Furthermore, Kidrin alleged that Hudson Bay has shown the propensity for such conduct by "having subsequently settled allegations of illegal short selling brought by the SEC by entering into a consent decree with the SEC as of September 16, 2013, in administrative proceeding file number 3-15478.”
According to the Securities and Exchange Commission’s administrative proceeding in September 2013, on four occasions, from May 2009 through December 2012, Hudson Bay bought offered shares from an underwriter or broker or dealer participating in a follow-on public offering after having sold short the same security during the restricted period. These violations collectively resulted in profits of $665,674.96.
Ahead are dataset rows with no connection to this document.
PR #1075, opened 2019-09-30
[orchagent] Adds swss support for drop counters

daall:
Adds swss support for drop counters
- Creates a new orchestrator for managing debug counters
- Adds utility functions for managing debug counters

**How I verified it**
A set of vswitch tests is included.
```
=============================================================================================== test session starts ===============================================================================================
platform linux2 -- Python 2.7.15+, pytest-3.3.0, py-1.8.0, pluggy-0.6.0 -- /usr/bin/python2
cachedir: .cache
rootdir: /home/daall/dev/sonic-swss/tests, inifile:
collected 14 items                                                                                                                                                                                                

test_drop_counters.py::TestDropCounters::test_deviceCapabilitiesTablePopulated remove extra link dummy
PASSED                                                                                                                       [  7%]
test_drop_counters.py::TestDropCounters::test_flexCounterGroupInitialized PASSED                                                                                                                            [ 14%]
test_drop_counters.py::TestDropCounters::test_createAndRemoveDropCounterBasic PASSED                                                                                                                        [ 21%]
test_drop_counters.py::TestDropCounters::test_createAndRemoveDropCounterReversed PASSED                                                                                                                     [ 28%]
test_drop_counters.py::TestDropCounters::test_createCounterWithInvalidCounterType PASSED                                                                                                                    [ 35%]
test_drop_counters.py::TestDropCounters::test_createCounterWithInvalidDropReason PASSED                                                                                                                     [ 42%]
test_drop_counters.py::TestDropCounters::test_addReasonToInitializedCounter PASSED                                                                                                                          [ 50%]
test_drop_counters.py::TestDropCounters::test_removeReasonFromInitializedCounter PASSED                                                                                                                     [ 57%]
test_drop_counters.py::TestDropCounters::test_addDropReasonMultipleTimes PASSED                                                                                                                             [ 64%]
test_drop_counters.py::TestDropCounters::test_addInvalidDropReason PASSED                                                                                                                                   [ 71%]
test_drop_counters.py::TestDropCounters::test_removeDropReasonMultipleTimes PASSED                                                                                                                          [ 78%]
test_drop_counters.py::TestDropCounters::test_removeNonexistentDropReason PASSED                                                                                                                            [ 85%]
test_drop_counters.py::TestDropCounters::test_removeInvalidDropReason PASSED                                                                                                                                [ 92%]
test_drop_counters.py::TestDropCounters::test_createAndDeleteMultipleCounters PASSED                                                                                                                        [100%]

=========================================================================================== 14 passed in 113.65 seconds ===========================================================================================
```

**Details if related**
Depends on:
- ~~Azure/sonic-sairedis#520~~
- ~~Azure/sonic-swss#1093~~
- Azure/sonic-sairedis#531 (for vstests)


utilities/Makefile.am
```diff
@@ -0,0 +1 @@
+SUBDIRS = flex_counter debug_counter
```
qiluo-msft: >flex_counter [](start = 10, length = 12)

Where is this?

configure.ac
```diff
@@ -97,6 +97,9 @@ AC_CONFIG_FILES([
     swssconfig/Makefile
     cfgmgr/Makefile
     tests/Makefile
+    utilities/Makefile
```
qiluo-msft: >utilities [](start = 4, length = 9)

We already have sonic-utilities, another `utilities` is confusing.

orchagent/orchdaemon.cpp
```diff
@@ -185,6 +185,15 @@ bool OrchDaemon::init()
...
+    vector<string> debug_counter_tables = {
+        CFG_DEBUG_COUNTER_TABLE_NAME,
+        CFG_DEBUG_COUNTER_DROP_REASON_TABLE_NAME
+    };
+
+    DebugCounterOrch *debug_counter_orch = new DebugCounterOrch(m_configDb, debug_counter_tables, 1000);
+
+    
+
     /*
```
qiluo-msft: Too many empty lines?

orchagent/Makefile.am
```diff
@@ -53,11 +55,12 @@ orchagent_SOURCES = \
...
             watermarkorch.cpp \
             policerorch.cpp \
-            chassisorch.cpp
+            chassisorch.cpp \
+            debugcounterorch.cpp
 
 orchagent_CFLAGS = $(DBGFLAGS) $(AM_CFLAGS) $(CFLAGS_COMMON) $(CFLAGS_SAI)
 orchagent_CPPFLAGS = $(DBGFLAGS) $(AM_CFLAGS) $(CFLAGS_COMMON) $(CFLAGS_SAI)
-orchagent_LDADD = -lnl-3 -lnl-route-3 -lpthread -lsairedis -lswsscommon -lsaimeta -lsaimetadata
+orchagent_LDADD = -lnl-3 -lnl-route-3 -lpthread -lsairedis -lswsscommon -lsaimeta -lsaimetadata $(utildir)/flex_counter/libflexcounter.la $(utildir)/debug_counter/libdebugcounter.la
```
qiluo-msft: >libdebugcounter [](start = 163, length = 15)

If it is not shared, we could directly use source code instead of creating a library.

orchagent/debugcounterorch.cpp
```diff
@@ -0,0 +1,577 @@
...
+                task_status = removeDropReason(counter_name, drop_reason);
+            }
+            else
+            {
+                SWSS_LOG_ERROR("Unknown operation type %s\n", op.c_str());
+            }
+        } 
+        else 
+        {
+            SWSS_LOG_WARN("DebugCounterOrch received update from unknown table '%s'", table_name.c_str());
```
qiluo-msft: >SWSS_LOG_WARN [](start = 12, length = 13)

error?

orchagent/debugcounterorch.cpp
```diff
@@ -0,0 +1,577 @@
...
+    for (auto const &counter_type : debug_counter_type_lookup)
+    {
+        string num_counters = std::to_string(getSupportedDebugCounterAmounts(counter_type.second));
+
+        string drop_reasons;
+        if (counter_type.first == PORT_INGRESS_DROPS || counter_type.first == SWITCH_INGRESS_DROPS) 
+        {
+            drop_reasons = supported_ingress_drop_reasons;
+        } 
+        else
```
qiluo-msft: >  [](start = 12, length = 1)

remove trailing spaces.

orchagent/debugcounterorch.cpp
```diff
@@ -0,0 +1,577 @@
...
+    SWSS_LOG_ENTER();
+
+    if (free_drop_counters.find(counter_name) != free_drop_counters.end()) 
+    {
+        SWSS_LOG_DEBUG("Debug counter '%s' is in free counter table", counter_name.c_str());
+        return;
+    }
+
+    SWSS_LOG_DEBUG("Adding debug counter '%s' to free counter table", counter_name.c_str());
+    free_drop_counters.emplace(make_pair(counter_name, counter_type));
```
qiluo-msft: >make_pair [](start = 31, length = 9)

No need to make_pair

orchagent/debugcounterorch.cpp
```diff
@@ -0,0 +1,577 @@
...
+}
+
+void DebugCounterOrch::deleteFreeCounter(const string &counter_name) 
+{
+    SWSS_LOG_ENTER();
+
+    if (free_drop_counters.find(counter_name) == free_drop_counters.end()) 
+    {
+        SWSS_LOG_DEBUG("Debug counter %s does not exist", counter_name.c_str());
```
qiluo-msft: >SWSS_LOG_DEBUG [](start = 8, length = 14)

error?

orchagent/debugcounterorch.cpp
```diff
@@ -0,0 +1,577 @@
...
+    // to either: a) dispatch to different handlers in doTask or b) dispatch to
+    // different helper methods in this method.
+
+    try 
+    {
+        string counter_type = getDebugCounterType(attributes);
+        addFreeCounter(counter_name, counter_type);
+        reconcileFreeDropCounters(counter_name);
+    } 
+    catch (const std::exception& e)
```
qiluo-msft: >exception [](start = 22, length = 9)

Why you need to catch general exception?

orchagent/debugcounterorch.cpp
```diff
@@ -0,0 +1,577 @@
...
+    {
+        SWSS_LOG_DEBUG("Debug counter '%s' is in free counter table", counter_name.c_str());
+        return;
+    }
+
+    SWSS_LOG_DEBUG("Adding debug counter '%s' to free counter table", counter_name.c_str());
+    free_drop_counters.emplace(make_pair(counter_name, counter_type));
+}
+
+void DebugCounterOrch::deleteFreeCounter(const string &counter_name)
```
qiluo-msft: >deleteFreeCounter [](start = 23, length = 17)

Not used?

orchagent/debugcounterorch.cpp
```diff
@@ -0,0 +1,577 @@
...
+}
+
+// createDropCounter creates a new drop counter in the SAI and installs a
+// flex counter to poll the counter data.
+//
+// If SAI initialization fails or flex counter installation fails then this
+// method will throw an exception.
+void DebugCounterOrch::createDropCounter(const string &counter_name, const string &counter_type, const unordered_set<string> &drop_reasons) 
+{
+    std::unique_ptr<DropCounter> counter = std::unique_ptr<DropCounter>(new DropCounter(counter_name, counter_type, drop_reasons));
```
qiluo-msft: >std::unique_ptr<DropCounter> [](start = 4, length = 28)

`auto` is less verbose

utilities/debug_counter/drop_counter.cpp
```diff
@@ -0,0 +1,296 @@
...
+    
+    try
+    {
+        this->drop_reasons.emplace(drop_reason);
+        this->updateDropReasonsInSAI();
+    }
+    catch (const std::exception& e) 
+    {
+        this->drop_reasons.erase(drop_reason);
+        throw e;
```
qiluo-msft: >throw e; [](start = 8, length = 8)

`throw;`

utilities/debug_counter/drop_counter.cpp
```diff
@@ -0,0 +1,296 @@
...
+// Multiple calls to this function are guaranteed to return the same reasons
+// (assuming the device has not been rebooted between calls). The order of
+// the list of reasons is not guaranteed to be the same between calls.
+//
+// If the device does not support querying drop reasons, this method will 
+// return an empty list.
+vector<string> getSupportedDropReasons(sai_debug_counter_attr_t drop_reason_type) 
+{
+    sai_s32_list_t drop_reason_list;
+    int32_t        supported_reasons[100];
```
qiluo-msft: >100 [](start = 37, length = 3)

magic number

utilities/debug_counter/debug_counter.cpp
```diff
@@ -0,0 +1,99 @@
...
+                                                    debug_counter_attributes) != SAI_STATUS_SUCCESS) {
+        SWSS_LOG_ERROR("Failed to create debug counter '%s'", this->name.c_str());
+        throw std::runtime_error("Failed to create debug counter");
+    }
+
+    SWSS_LOG_DEBUG("Created debug counter '%s' with OID=%lu", this->name.c_str(), debug_counter_id);
+    this->counter_id = debug_counter_id;
+}
+
+void DebugCounter::removeDebugCounterFromSAI()
```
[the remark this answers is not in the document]
daall: I'll have to verify but yes, the counters should be reconciled upon warm reboot.

utilities/Makefile.am
daall: Oops, I forgot to remove this when I split that into #1093

configure.ac
daall: Kind of related to your feedback below, I was trying to group related modules/source files rather than dump them all in the orchagent directory.  Do you (or anyone else reviewing this PR) have any suggestions for a better way of organizing this, or do you think I should just place everything in orchagent?

orchagent/debug_counter/debug_counter.cpp
```diff
@@ -0,0 +1,99 @@
...
+DebugCounter::~DebugCounter()
+{
+    SWSS_LOG_ENTER();
+}
+
+// serializeDebugCounterMetadata populates ONLY the type field in
+// serialized_attributes.
+//
+// Behavior is undefined if the length of serialized_attributes is less than 1.
+void DebugCounter::serializeDebugCounterMetadata(sai_attribute_t *serialized_attributes)
```
yxieca: Why not use sai_attribute_t& serialized_attribute for serialization since you are only putting values in the first entry anyways?

orchagent/debug_counter/debug_counter.h
```diff
@@ -0,0 +1,66 @@
...
+#define PORT_EGRESS_DROPS    "PORT_EGRESS_DROPS"
+#define SWITCH_INGRESS_DROPS "SWITCH_INGRESS_DROPS"
+#define SWITCH_EGRESS_DROPS  "SWITCH_EGRESS_DROPS"
+
+static const std::unordered_map<std::string, sai_debug_counter_type_t> debug_counter_type_lookup = {
+    { PORT_INGRESS_DROPS, SAI_DEBUG_COUNTER_TYPE_PORT_IN_DROP_REASONS },
+    { PORT_EGRESS_DROPS,  SAI_DEBUG_COUNTER_TYPE_PORT_OUT_DROP_REASONS },
+    { SWITCH_INGRESS_DROPS, SAI_DEBUG_COUNTER_TYPE_SWITCH_IN_DROP_REASONS },
+    { SWITCH_EGRESS_DROPS, SAI_DEBUG_COUNTER_TYPE_SWITCH_OUT_DROP_REASONS }
+};
```
yxieca: I only see this static variable used in debug_counter.cpp. I think it is best define this variable in the cpp file.

If in the future this static variable needs to be shared, you can add helper get function to provide access.

orchagent/debug_counter/drop_counter.cpp
```diff
@@ -0,0 +1,298 @@
...
+extern sai_debug_counter_api_t *sai_debug_counter_api;
+
+const int maxDropReasons = 100;
+
+// If initialization fails, this constructor will throw a runtime error.
+DropCounter::DropCounter(const string& counter_name, const string& counter_type, const unordered_set<string>& drop_reasons)
+        : DebugCounter(counter_name, counter_type), drop_reasons(drop_reasons)
+{
+    SWSS_LOG_ENTER();
+    this->initializeDropCounterInSAI();
```
yxieca: When add counter exception happens, who is going to catch it?

orchagent/debug_counter/drop_counter.cpp
```diff
@@ -0,0 +1,298 @@
...
+DropCounter::~DropCounter()
+{
+    SWSS_LOG_ENTER();
+    try
+    {
+        DebugCounter::removeDebugCounterFromSAI();
+    }
+    catch (const std::exception& e)
+    {
+        SWSS_LOG_ERROR("Failed to remove drop counter '%s' from SAI", this->name.c_str());
```
yxieca: If exception only mean early return, why not use return code? So that you don't have to worry any caller not catching the exception?

orchagent/debug_counter/debug_counter.h
daall: It's used in debugcounterorch.cpp as well but I like your suggestion better. :)

orchagent/debug_counter/drop_counter.cpp
daall: There are two main reasons I used exceptions instead of return codes:
1) the Drop Counter constructor can fail, and you can't use return codes in constructors, and
2) it made the code simpler in a lot of places, mostly where the drop counters are involved. Returning error codes would involve bubbling up the return code through a series of helper methods whereas throwing the exception allows us to catch it and handle it only at the top-level, which is really what we care about anyways.

I agree though that the exception behavior isn't as explicit as return codes, which can lead to issues like the comment you have above if we're not careful. I think C++ has a "noexcept" qualifier - let me see if that would help here.

daall: It might be helpful for us to have (just to make it easier for us to read :)) but it won't prevent this. I think the simplest solution is to move the try-catch up to doTask, but let me know if you still think that error codes are the way to go.

yxieca: I see. I am not 100% against exceptions.

I've been burnt by exception not caught within API boundaries and reaches other side of the fence. We need to be careful and explicit. I like you thoughts of helping future coders not fall into the trap.

orchagent/debug_counter/drop_counter.cpp
```diff
@@ -0,0 +1,298 @@
...
+
+    sai_attribute_t index_attribute;
+    index_attribute.id = SAI_DEBUG_COUNTER_ATTR_INDEX;
+    if (sai_debug_counter_api->get_debug_counter_attribute(this->counter_id, 1, &index_attribute) != SAI_STATUS_SUCCESS)
+    {
+        SWSS_LOG_ERROR("Failed to get stat for debug counter '%s'", this->name.c_str());
+        throw runtime_error("Failed to get debug counter stat");
+    }
+
+    auto index = index_attribute.value.u32;
```
yxieca: How do we know that index is not out of range?

orchagent/debug_counter/drop_counter.h
```diff
@@ -0,0 +1,107 @@
...
+    { ACL_EGRESS_SWITCH,    SAI_IN_DROP_REASON_ACL_EGRESS_SWITCH }
+};
+
+const std::unordered_map<std::string, sai_out_drop_reason_t> egress_drop_reason_lookup = {
+    { L2_ANY,              SAI_OUT_DROP_REASON_L2_ANY },
+    { EGRESS_VLAN_FILTER,  SAI_OUT_DROP_REASON_EGRESS_VLAN_FILTER },
+    { L3_ANY,              SAI_OUT_DROP_REASON_L3_ANY },
+    { L3_EGRESS_LINK_DOWN, SAI_OUT_DROP_REASON_L3_EGRESS_LINK_DOWN },
+};
+
```
yxieca: Can we move static variables to cpp files and provide look up / comparison helper functions?

orchagent/debug_counter/drop_counter.h
```diff
@@ -0,0 +1,107 @@
...
+    { ACL_INGRESS_LAG,      SAI_IN_DROP_REASON_ACL_INGRESS_LAG },
+    { ACL_INGRESS_VLAN,     SAI_IN_DROP_REASON_ACL_INGRESS_VLAN },
+    { ACL_INGRESS_RIF,      SAI_IN_DROP_REASON_ACL_INGRESS_RIF },
+    { ACL_INGRESS_SWITCH,   SAI_IN_DROP_REASON_ACL_INGRESS_SWITCH },
+    { ACL_EGRESS_PORT,      SAI_IN_DROP_REASON_ACL_EGRESS_PORT },
+    { ACL_EGRESS_LAG,       SAI_IN_DROP_REASON_ACL_EGRESS_LAG },
+    { ACL_EGRESS_VLAN,      SAI_IN_DROP_REASON_ACL_EGRESS_VLAN },
+    { ACL_EGRESS_RIF,       SAI_IN_DROP_REASON_ACL_EGRESS_RIF },
+    { ACL_EGRESS_SWITCH,    SAI_IN_DROP_REASON_ACL_EGRESS_SWITCH }
+};
```
yxieca: Can we move static variables to cpp files and provide look up / comparison helper functions?

orchagent/debugcounterorch.cpp
```diff
@@ -0,0 +1,589 @@
...
+        return;
+    }
+
+    auto it = consumer.m_toSync.begin();
+    while (it != consumer.m_toSync.end())
+    {
+        KeyOpFieldsValuesTuple t = it->second;
+        string key = kfvKey(t);
+        string op = kfvOp(t);
+        std::vector<FieldValueTuple> fvt = kfvFieldsValues(t);
```
yxieca: fvt seems a bit out of league compare to key/op variables naming. Consider val instead?

orchagent/debugcounterorch.h
```diff
@@ -0,0 +1,96 @@
...
+    // we cannot create a drop counter without any drop reasons, we keep track
+    // of these counters in this table.
+    std::unordered_map<std::string, std::string> free_drop_counters;
+
+    // free_drop_reasons are drop reasons that have been added by a user
+    // that do not have a counter associated with them yet. Because we
+    // cannot add drop reasons to a counter that doesn't exist yet,
+    // we keep track of the reasons in this table.
+    std::unordered_map<std::string, std::unordered_set<std::string>> free_drop_reasons;
+};
```
yxieca: Question, looks to me that free_drop_counters and free_drop_reasons are counter and reason waiting to be paired with each other. Is this designed so that user can create them in any order?

What if user add, say 2 drop reasons for a same counter,  and the 2 drop reasons were both added after counter, so the operation would like:

add_counter(c);
add_counter(c):
add_reason(r1);
add_reason(r2);

Can you add 2 identical counters to the free_counters? If not, then would r2 be left never be paired?

tests/test_drop_counters.py
```diff
@@ -0,0 +1,526 @@
...
+        asic_state_table = swsscommon.Table(self.asic_db, ASIC_STATE_TABLE)
+        flex_counter_table = swsscommon.Table(self.flex_db, FLEX_COUNTER_TABLE)
+
+        name = 'ADD_TEST'
+        reason1 = 'L3_ANY'
+        reason2 = 'ACL_ANY'
+
+        self.create_drop_counter(name, SWITCH_INGRESS_DROPS)
+        self.add_drop_reason(name, reason1)
+        self.add_drop_reason(name, reason2)
```
yxieca: Do you expect reason2 to be created? Some comments in your test flow would help a lot.

tests/test_drop_counters.py
```diff
@@ -0,0 +1,526 @@
...
+        self.create_drop_counter(name2, PORT_INGRESS_DROPS)
+        self.add_drop_reason(name2, reason2)
+        time.sleep(5)
+
+        assert len(flex_counter_table.getKeys()) > 0
+
+        asic_keys = asic_state_table.getKeys()
+        assert len(asic_keys) == 2
+        for key in asic_keys:
+            assert (self.checkASICState(key, ASIC_COUNTER_PORT_IN_TYPE, [reason1]) or self.checkASICState(key, ASIC_COUNTER_PORT_IN_TYPE, [reason2]))
```
yxieca: I think your code can deal with either create_counter(), then create_reason(), or create_reason(), then create_counter(). But your test seems only testing the first ordering?

yxieca:
My comments are mostly cosmetic issues. Overall the change looks pretty good.

Thanks for adding these comments in source code to tell tricky choices. These comments helps a lot.

Add some comments to state the purpose of test steps would also help readers.

I found that you used quite a bit 'this->' to specify scope in your code. This is not wrong per-se. Just curious why are you doing compiler's job? :-)

orchagent/debug_counter/drop_counter.cpp
daall: I'm not sure that I understand the feedback here. `index` is just the value returned from the call to the SAI.

orchagent/debugcounterorch.h
daall: Once r1 is added then it will be reconciled against c and a drop counter will be created. When we add r2 we will first check and see that the counter exists, then the reason will be added to the counter directly.

tests/test_drop_counters.py
daall: There is a "createAndRemoveDropCounterBasic" which does the first ordering and "createAndRemoveDropCounterReversed" which does the second ordering. I've added comments to clarify this. :)

orchagent/debug_counter/drop_counter.cpp
```diff
@@ -0,0 +1,370 @@
...
+        SWSS_LOG_DEBUG("Drop reason '%s' already present on '%s'", drop_reason.c_str(), name.c_str());
+        return;
+    }
+
+    try
+    {
+        drop_reasons.emplace(drop_reason);
+        updateDropReasonsInSAI();
+    }
+    catch (const std::exception& e)
```
qiluo-msft: >std::exception [](start = 17, length = 14)

Why you need to catch general exception?

orchagent/debug_counter/drop_counter.cpp
yxieca: The index is used in all the if blocks below. How do we know that the index will come out valid after (BASE+index) operation?

daall: The indices are managed by the SAI. By the time we reach this step, the counter has already been initialized, so we can assume the index is valid. However, there is a limit to the number of enums that are defined in the SAI. I don't believe any of the vendors support enough counters for this to be an issue, but I added a check just to save someone a lot of confusion in the future. :)

daall:
retest this please

yxieca:
retest this please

Hudson Bay, which has assets under management of $2.9 billion, was accused of illegally shorting shares of MGIC Investments, American International Group and Wells Fargo ahead of follow-on offerings.
The firm was ordered to disgorge $665,674.96 in profits, prejudgment interest of $11,661.31 and a civil money penalty in the amount of $272,118 for a total of $949,454.27.
“I think Hudson Bay just in hot water with the SEC would be willing to talk with him,” MDB Capital’s Marlett said.
Kidrin said in an attempt to salvage shareholder value and break free of the death spiral, the company entered into an amendment and exchange agreement dated July 15, 2013 whereby all the funds in the lockbox would be returned to Hudson Bay and others unused.
In return for cancellation of the notes, Worlds agreed to give the investors an aggregate of 7 million shares of common stock worth $2.31 million. of those shares, Hudson Bay received 3.35 million shares worth $1.1 million.
"From March 14, 2013 through July 15, 2013, Hudson Bay received a windfall of approximately $891,250 for its initial $215,625 outlay, a return of 400% for a fully-secured 4 month loan, or a 1,200% annualized return, in addition to the $67,500 of value it received as its portion of the shares distributed in consideration of the initial consulting period during the due diligence period, which had market value of $180,000 when eligible for open market sales under SEC Rule 144.
As part of the exchange agreement, Hudson Bay also received an exchange warrant, which granted it the right to purchase 2.17 million shares of Worlds common stock at an exercise price of $1 for 5 years. The exchange warrant contained the full-ratchet anti-dilution protection at issue in Hudson Bay's suit against Worlds.
Kidrin said in his affidavit that he was keenly aware of the exchange warrant and its full-ratchet downward adjustment and took pains not to do anything to trigger it.
He asserted that the erroneous options extension approved by the board does not even have the force of law because the original 5-year rights he received cannot be superseded by an extension for a shorter time.
Moreover, he said Hudson Bay clearly was aware of the erroneous rights extension but failed to bring it to Worlds attention except in the lawsuit filed in New York Supreme Court.
He said the exchange warrant "prevented Worlds from consummating numerous potential transactions proposed by bankers and IP firms, and effectively prevented Worlds from accessing the capital markets from the summer of 2013 to date....Instead, cognizant of the exchange warrants full-ratchet anti-dilution provision, Worlds has refrained from issuing common stock, and instead has raised funds by borrowing against future revenue at rates approximating a 500% return on investment.”